# Need advice on waterfowl camera (non P&S)



## justinsfa (Mar 28, 2009)

Ive been bouncing around the web trying to figure out what kind of camera would best suit my needs, but the research and sheer number of options is flat out overwhelming.

Soooo, what I'm after is certain characteristics/models to look for. I have been shooting with an array of point and shoot cameras, but I am limited to non-movement photos and the zoom and detail is lacking. The outcome is always a little blurry and I feel like it is missing the quality. So now I am looking for a higher end camera that I can take some action photos of waterfowl in motion AND use for random shots in the field, as well as harvest photos. I would also like to use it for fishing photos as well.

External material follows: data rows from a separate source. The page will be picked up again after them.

PR #1598, opened 2026-08-17
fix(p2p): enable GossipSub peer scoring and refuse unscored peer-exchange records

gokutheengineer:
**Closes bitcoin-sv/teranode#4740.**

### Problem
The p2p service built GossipSub through `go-p2p-message-bus` v0.1.17, which passed exactly one option: `pubsub.WithPeerExchange(true)`. No peer scoring existed anywhere in the stack: no IP-colocation penalty, no behaviour penalty, and a zero `AcceptPXThreshold`, so every peer record handed to the node in a PRUNE was accepted and dialed. Because gossipsub marks peers the node dialed as outbound, unconditionally-accepted PX defeats both of gossipsub's built-in mesh defenses (the over-Dhi graft refusal and the Dout outbound quota), letting a zero-cost Sybil swarm fully capture the block/subtree/node_status/rejected_tx meshes and stall block and subtree discovery. The gossipsub v1.1 spec requires scoring whenever PX is enabled.

All items in the issue were confirmed still valid against `services/p2p/Server.go` and the v0.1.17 library source.

### Fix
- Bump `go-p2p-message-bus` v0.1.17 → v0.1.23, which adds first-class scoring support: penalty-only defaults (IP-colocation penalty, behaviour penalty for GRAFT flooding and broken IWANT promises, graylist at -8000), and static/bootstrap peers registered as GossipSub direct peers so trusted links are exempt from scoring.
- Add `p2p_enable_peer_scoring` (default **true**) and `p2p_enable_peer_exchange` (default **true**) settings, wired through a `buildP2PMessageBusConfig` seam in `services/p2p/Server.go`.
- **Refuse inbound PX records entirely while scoring is penalty-only** (`AcceptPXThreshold = 1`, above the maximum attainable score of 0). Accepting records from 0-scored peers would let the attacker get itself dialed, and PX-dialed peers register as outbound - bypassing the Dhi graft refusal and Dout quota, the strongest half of the issue's attack. PX emission stays on for other nodes; acceptance is re-enabled work for when positive scoring exists. (Addresses review ChiR1.)
- Add `p2p_peer_score_ip_colocation_threshold` (default 10, matching the library) so the colocation penalty can be tuned without disabling scoring. (ChiR2)
- **PX on with scoring off is now a startup configuration error** - the exact spec-violating state this PR eliminates cannot be reintroduced by config. (ChiR3)
- Expand the private-range colocation whitelist (applied when `p2p_allow_private_ips=true`) to RFC6598 shared space, IPv4/IPv6 link-local and IPv6 ULA, and panic on a malformed constant instead of silently shrinking the list. (ChiR4)
- `PeerScoreInspect`: warn only on transition/material change (a persistent graylisted swarm cannot flood the warn level), threshold read from the installed thresholds struct, tallies mutex-guarded. (ChiR5)
- Log the effective scoring configuration once at startup on both branches (params, thresholds, PX state), so "did scoring actually turn on, with what values" is answerable from one log line. (ChiR6)
- Bump `go-alert-system` v0.1.6 → v0.1.17: required because the message-bus bump moves kad-dht to v0.42, which changed `dht.New`'s signature; v0.1.17 is the lockstep-upgraded release. Its diff vs v0.1.6 is confined to the `dht.New` call and defensive `len()` guards in `MessageString()` methods. This bump cannot be split into its own PR - without it the module does not compile against kad-dht v0.42.
- Update `docs/p2p-libp2p-review.md`, the settings reference (including the corrected remediation guidance for colocated operators: the penalty is applied by each remote peer, so no local setting fixes it - distinct IPs or reciprocal static peers do), and `settings.conf`.

Honest framing of the guarantee: penalty-only scoring raises the cost of Sybil mesh capture and the PX-refusal closes the outbound-marking bypass, capping inbound-only Sybils at gossipsub's Dhi/Dout guards - but a patient freeloading Sybil on a fresh IP still scores 0. Per-topic delivery scoring (`TopicScoreParams`) is the follow-up hardening; it was deliberately not shipped here because `MeshMessageDeliveries` thresholds are dangerous on low-rate topics (blocks arrive ~every 10 min) and would penalize honest peers without careful per-topic tuning. It is also the prerequisite for re-enabling PX acceptance meaningfully.

### Dependency scope
Direct, intentional bumps: `go-p2p-message-bus` v0.1.23 and `go-alert-system` v0.1.17. Everything else in go.mod/go.sum is MVS fallout of those two: libp2p v0.48→v0.49, pubsub v0.15→v0.17, kad-dht v0.39→v0.42, go-sdk v1.2.24→v1.3.2, go-bt, grpc v1.81→v1.82, modernc.org/sqlite v1.47→v1.54, pgx v5.9→v5.10, gorm, prometheus/client_golang. The go-sdk `script/interpreter` and `transaction` diffs were audited (lint/cosmetic; `Flag.HasFlag` value→pointer receiver; no semantic consensus change found). The storage-driver bumps (sqlite/pgx/gorm) sit beneath `stores/blockchain` and `stores/utxo` and could not be exercised locally beyond the sqlite-backed tests (no Docker for TestContainers) - **merge should gate on the full CI suite including the Postgres TestContainers jobs**, which is the authoritative verification for those.

### Residual
- **Bootstrap peers become GossipSub direct peers network-wide.** The library direct-peers `StaticPeers ∪ BootstrapPeers` whenever scoring is on; since every node ships the same BSVA bootstrap dnsaddr, bootstrap nodes will receive O(N) copies of each message and hold connmgr-protected connections from every node. Not overridable from Teranode today; needs a library opt-out (direct-peer static peers only). Flagged in `docs/p2p-libp2p-review.md`.
- **A ≤threshold-per-IP freeloading swarm still scores 0** (see honest framing above). With PX acceptance refused it is capped by the Dhi/Dout guards at roughly 4 of 6 mesh slots per topic, so capture is partial and delivery degrades to gossip-pull latency rather than being silenced. Full closure needs per-topic delivery scoring.
- **`AppSpecificScore` is not wired to Teranode's ban/reputation state.** Banned peers are already network-disconnected and IP-banned (`server_helpers.go` ban enforcement), so this is defense-in-depth (mesh eviction + score gating before reconnect) and needs peer-ID→IP plumbing that deserves its own change.
- **6h `RetainScore`**: with penalty-only params every disconnecting peer's score entry is retained for 6h (the score>0 fast-drop path is unreachable). Entries are small and connection churn is bounded by the conn manager, but worth an upstream discussion about a shorter retention for penalty-only profiles.
- Per-topic `InvalidMessageDeliveries` penalties remain inert: the bus still does not expose `RegisterTopicValidator` (tracked as the outstanding library change in `docs/p2p-libp2p-review.md`).

### Tests
- `TestBuildP2PMessageBusConfig_MeshProtection` (services/p2p/server_bus_config_test.go): scoring/PX pass-through including the enable→disable inversion; PX-without-scoring returns a configuration error; explicit params with `AcceptPXThreshold > 0` whenever scoring is on; colocation threshold override honoured (0 keeps the library default); whitelist only under `AllowPrivateIPs`; params stay nil when scoring is off (non-nil would force-enable scoring in the bus); score inspection warns on transition only and never repeats for an unchanged graylisted set.
- `TestPrivateIPColocationWhitelist`: pins the whitelisted ranges (in and out).
- `TestP2PGossipSubMeshProtectionSettings` and `TestP2PPeerScoreIPColocationThreshold_LoaderReadsKey` (settings/p2p_settings_test.go): secure defaults plus loader-reads-overrides, written context-proof per the batcher-test precedence pattern.
- Ran (scoped):
  - `SETTINGS_CONTEXT=test go test -race -tags "testtxmetacache" -count=1 ./settings/...` — ok
  - `SETTINGS_CONTEXT=test go test -race -tags "testtxmetacache" -count=1 ./services/p2p/...` — ok
  - `SETTINGS_CONTEXT=test go test -race -tags "testtxmetacache" -count=1 ./services/alert/...` — ok (covers the go-alert-system bump)
  - `SETTINGS_CONTEXT=test go test -tags "testtxmetacache" -count=1 ./stores/blockchain/...` — sqlite-backed tests ok; Postgres TestContainers tests fail locally only for "rootless Docker not found" (no Docker in this environment; see Dependency scope - CI is authoritative)
  - `go vet ./services/p2p/... ./settings/... ./services/alert/...` — clean


liam (approved):
Approving on the code. One request before merge: document the real dependency scope.

**Verified against the library source.** I pulled go-p2p-message-bus v0.1.23 into the module cache and read `scoring.go`. The thing that looked dangerous is not: `PeerScoreParams`/`PeerScoreThresholds` are only set inside the `AllowPrivateIPs` branch, but they are pointer fields, and `resolvePeerScoreConfig` substitutes `DefaultPeerScoreParams()`/`DefaultPeerScoreThresholds()` whenever `EnablePeerScoring` is true and they are nil. `ErrIncompletePeerScoreConfig` fires only when exactly one is set, which this code never does. No zero-value hazard.

Every parameter in the description checks out against the source: IP-colocation -35 / threshold 10, behaviour -16 / threshold 6, decay 0.928, `RetainScore` 6h, `AcceptPXThreshold` 0, graylist -8000, and the direct-peer exemption for static/bootstrap peers in `buildPubSubOptions`. Builds clean; `services/p2p` and `settings` pass; a sweep over `stores/... model/... services/validator/... services/blockchain/...` came back with zero failures.

## The dependency scope is wider than the description admits

The body says the alert bump's "diff vs v0.1.6 is confined to the `dht.New` call and defensive `len()` guards". That is true of alert-system's *own source*, but not of its `go.mod`. Alert v0.1.17 raises the module-graph floor, and MVS drags Teranode's own direct dependencies forward with it:

| Dependency | main | this PR |
|---|---|---|
| `bsv-blockchain/go-bt/v2` | v2.6.7 | **v2.6.8** |
| `bsv-blockchain/go-sdk` | v1.2.24 | **v1.3.2** |
| `modernc.org/sqlite` | v1.47.0 | **v1.54.0** |
| `mrz1836/go-datastore` | v1.2.6 | v1.3.7 |
| `google.golang.org/grpc` | v1.81.1 | v1.82.1 |

plus libp2p v0.48→v0.49, quic-go v0.59→v0.60, the whole pion/WebRTC stack, prometheus client, otel and `golang.org/x/*`.

In your favour, and worth saying plainly: these are **forced by MVS, not hand-edited** — I diffed alert v0.1.6's and v0.1.17's `go.mod` to confirm. That is the difference between "someone ran `go get -u`" and "this is the unavoidable cost of the alert bump", and the description should draw that distinction rather than leave a reviewer to guess. As written, nothing tells a reader that a p2p-scoring PR moves the BSV transaction library and the SQLite driver behind the blockchain and UTXO stores.

I checked the consensus-relevant surface Teranode actually imports from go-sdk (`script`, `script/interpreter`, `primitives/ec`, `chainhash`, `compat/base58`). The deltas in `script/interpreter/operations.go`, `script/script_chunk.go` and `transaction/signaturehash.go` are **cosmetic**: `//nolint` directive reformatting, gofmt alignment, named-return to explicit-return conversion, a `_` parameter rename, one capacity hint on a `make`. No behaviour change. So the risk is low — but it should be stated rather than discovered, and CI should be green on the full suite, not just p2p. Ideally the bump lands as its own PR so a future bisect points at the right change.

## IP-colocation vs multi-node operators

`p2p_allow_private_ips` is false in production, so the RFC1918 whitelist does not apply and colocation keys on the **public** IP. An operator running more than 10 nodes behind one NAT gateway gets peers 11+ penalized, and the penalty scales with the square of the surplus: at 20 peers that is 10² × -35 = **-3500**, past `GossipThreshold` (-2000) though short of graylist (-8000), so their gossip is ignored. Teranode targets exactly that class of operator. Not a defect, but it is the most likely source of a "why did my mesh degrade after upgrading" report, and it deserves a line in the settings doc and a heads-up to ops.

## Two smaller things

- An operator can set `p2p_enable_peer_exchange=true` with `p2p_enable_peer_scoring=false` — the spec-violating combination this PR exists to fix. The library logs a warning, but nothing in Teranode surfaces it. Since both settings are new here, consider refusing to start, or logging at Error, on that combination rather than relying on a library-level `Warnf`.
- `privateIPColocationWhitelist()` silently drops any CIDR that fails to parse. They are compile-time constants so it can never fire, but a `must`-style panic reads better than `if err == nil`. Also worth a comment on why `fc00::/7` and `169.254.0.0/16` are absent while `::1` is present.

ctnguyen (changes requested):
Review at commit [100eff4](https://github.com/gokutheengineer/teranode/commit/100eff4fbe82e276def9bee04d84808a2f1267ff)

This is a well-argued change and the write-up is unusually honest for a security PR — the "Residual" section names the direct-peer fan-out on bootstrap nodes, the unwired `AppSpecificScore`, and the fact that penalty-only scoring never awards positive score, instead of quietly claiming a full fix. The `buildP2PMessageBusConfig` seam is the right refactor: it turns a config literal buried 300 lines into `NewServer` into something testable, and `server_bus_config_test.go` earns its keep by pinning the enable→disable inversion on peer exchange and by asserting that score params stay nil when scoring is off. Enabling the behaviour penalty and wiring `PeerScoreInspect` are both real gains that didn't exist before. My one substantial concern is about the *values* the shipped parameters actually take versus the exploit described in the issue this PR closes; the rest is documentation accuracy and observability polish.

## Blocking issues

### ChiR1 — The shipped score parameters do not penalize the exploit in the issue this PR closes, and PX acceptance stays effectively ungated

**Problem:** Two library defaults combine to leave the issue's stated attack untouched. `IPColocationFactorThreshold` is 10 and pubsub only applies the penalty when `peersInIP > threshold` (`ipColocationFactor`: `if peersInIP > ps.params.IPColocationFactorThreshold`). The exploit in [bitcoin-sv/teranode#4740](https://github.com/bitcoin-sv/teranode/issues/4740) is *"200 libp2p peers across 20 IPs"* — exactly 10 per IP, i.e. exactly at the cliff and therefore contributing 0 from P6. The behaviour penalty only fires on re-GRAFT-before-backoff and broken IWANT promises, which a patient freeloader never does. So the literal configuration in the issue still scores 0 and remains fully mesh-eligible.

Second, `AcceptPXThreshold` is 0 (confirmed against v0.1.23 in @liam's review). pubsub's `handlePrune` accepts PX whenever `score >= acceptPXThreshold`, and under penalty-only params **no peer can ever score above 0** — so the gate excludes only peers already penalized for something else. Every 0-scored Sybil's PX records are still accepted and dialed, and `pxConnect` dials mean those peers register as *outbound*, which is precisely what defeats the `len(peers) >= Dhi && !gs.outbound[p]` graft refusal in `handleGraft` and satisfies the Dout quota. That bypass — the strongest part of the issue's argument — is unmitigated.

The description's honest framing covers half of this ("a patient freeloading Sybil on a fresh IP still scores 0") but not the Dhi/Dout consequence, and the title claims Sybil peers "cannot capture the mesh for free".

**Why it matters:** The PR is marked `Closes bitcoin-sv/teranode#4740`, so merging it retires the issue while the exploit sequence written in that issue still works unchanged, with no adaptation required from the attacker. Unlike the residuals the description already discloses, this one is reachable from Teranode today — `PeerScoreThresholds` is a Config field this code already knows how to set.

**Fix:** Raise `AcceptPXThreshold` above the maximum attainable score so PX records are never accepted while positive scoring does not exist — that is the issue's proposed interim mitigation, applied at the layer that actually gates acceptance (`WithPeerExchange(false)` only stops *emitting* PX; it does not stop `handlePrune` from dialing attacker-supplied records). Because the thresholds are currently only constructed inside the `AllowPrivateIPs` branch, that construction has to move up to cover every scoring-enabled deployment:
PR #1602, opened 2026-08-18
config(policy): raise maxscriptsizepolicy default to 100MB

galt-tr:
## What

Raises the default for `maxscriptsizepolicy` from **500000** (500KB) to **100000000** (100MB).

## Why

Of course, size is going to be a little bit of a compromise (I dont need to get pics from a mile out, but would like to catch photos of birds in flight at 35-45 yards +/-).

Any opinions would be well accepted and appreciated. Price range is $500-$800.

I just feel my pictures aren't turning out as good as they could with a better camera...


----------



## justinsfa (Mar 28, 2009)

Few more... see how they kind of look cloudy and a bit out of focus? (All pics are with a Canon SD870 IS)


----------



## justinsfa (Mar 28, 2009)

So basically, I want to take all my photos to the next level... Maybe not making the cover of Ducks Unlimited magazine, but definetely some that could make it to "filler" photos in books or magazines.

(My goal is to produce good quality photos to offer to clients of shots before, during and after the trip) 




Aside : the muzzle photo was done on a tripod...


----------



## Formula4Fish (Apr 24, 2007)

Canon just announced the PowerShot SX40 HS, MSRP $430. It doesn't look like they are shipping just yet. The SX40 will replace the SX30, and I would expect to see clearance price reductions on the SX30. B&H is selling the SX30 for $400 with free shipping. If it were me, I'd wait on the SX40.


----------



## Saltwater Soul (May 31, 2005)

Some of those photos would "pop" more if you used a flash -- even in the daylight. Helps eliminate shadows in the faces, etc, as well.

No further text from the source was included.